II. STANDARD OF REVIEW
A complaint must contain “a short and plain statement of the claim
showing that the pleader is entitled to relief[,]” Fed. R. Civ. P. 8(a)(2), in order to “give
the defendant fair notice of what the plaintiff’s claim is and the grounds upon which it
rests.” Conley v. Gibson, 355 U.S. 44, 47 (1957). Although this pleading standard does
not require great detail, the factual allegations in the complaint “must be enough to raise a
right to relief above the speculative level . . ..” Bell Atlantic Corp. v. Twombly, 550 U.S.
544, 555 (2007) (citing authorities).

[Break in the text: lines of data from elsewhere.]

PR #6518, opened 2026-07-03
trace_processor: bounds-check id lookups in the instruments importer

adilburaksen:
**trace_processor: bounds-check id lookups in the instruments importer**

`RowDataTracker::GetThread/GetProcess/GetFrame/GetBacktrace` index
`threads_/processes_/frames_/backtraces_` at `[id - 1]`, guarded only by a
`PERFETTO_DCHECK(id != kNullId)` — which is compiled out in release builds
(`PERFETTO_DCHECK_IS_ON()` is 0 for `NDEBUG` non-standalone/chromium/android builds,
including the shipped WASM UI).

These ids come (transitively) from an untrusted Apple Instruments `.trace` file. A `<frame>`
emitted with no enclosing `<backtrace>`, or a `<backtrace>`/`<frame>`/`<thread>` referencing an
undefined id, leaves the id as `kNullId` (0) or out of range. In a release build
`GetBacktrace(0)` then evaluates `&backtraces_[0u - 1]` = `&backtraces_[0xFFFFFFFF]`, a wild
pointer that the following `frames.push_back(...)` (out-of-bounds write) or the field reads in
`RowParser` (out-of-bounds read) dereference — a memory-unsafe crash on a crafted trace
(confirmed under ASan).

In other words, “Rule 8(a)(2) still requires a
‘showing,’ rather than a blanket assertion, of entitlement to relief.” Id. at 556, n.3
(criticizing the Twombly dissent’s assertion that the pleading standard of Rule 8 “does not
require, or even invite, the pleading of facts”).
“To survive a motion to dismiss, a complaint must contain sufficient
factual matter, accepted as true, to ‘state a claim to relief that is plausible on its face.’”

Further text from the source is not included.